Records for processing: Begin
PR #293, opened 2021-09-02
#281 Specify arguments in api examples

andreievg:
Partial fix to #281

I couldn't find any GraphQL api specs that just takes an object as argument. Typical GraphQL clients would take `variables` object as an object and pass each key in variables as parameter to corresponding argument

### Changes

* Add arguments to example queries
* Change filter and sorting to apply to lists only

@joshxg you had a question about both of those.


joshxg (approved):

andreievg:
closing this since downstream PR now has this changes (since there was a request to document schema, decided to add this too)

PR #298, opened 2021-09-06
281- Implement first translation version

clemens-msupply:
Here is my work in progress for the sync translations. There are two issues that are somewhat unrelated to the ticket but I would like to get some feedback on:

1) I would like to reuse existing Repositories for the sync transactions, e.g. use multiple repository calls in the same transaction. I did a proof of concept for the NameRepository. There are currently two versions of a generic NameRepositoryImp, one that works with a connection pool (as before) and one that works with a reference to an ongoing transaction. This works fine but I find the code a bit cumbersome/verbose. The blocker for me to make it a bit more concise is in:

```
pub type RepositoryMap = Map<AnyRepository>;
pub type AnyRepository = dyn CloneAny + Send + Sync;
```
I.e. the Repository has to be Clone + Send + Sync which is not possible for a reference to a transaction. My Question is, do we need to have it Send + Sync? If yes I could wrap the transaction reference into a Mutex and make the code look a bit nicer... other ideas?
Records for processing: End
What is expected >> Report how many lines of the entries include the word "AnyRepository", and let the number stand alone.

Problem solution >> 2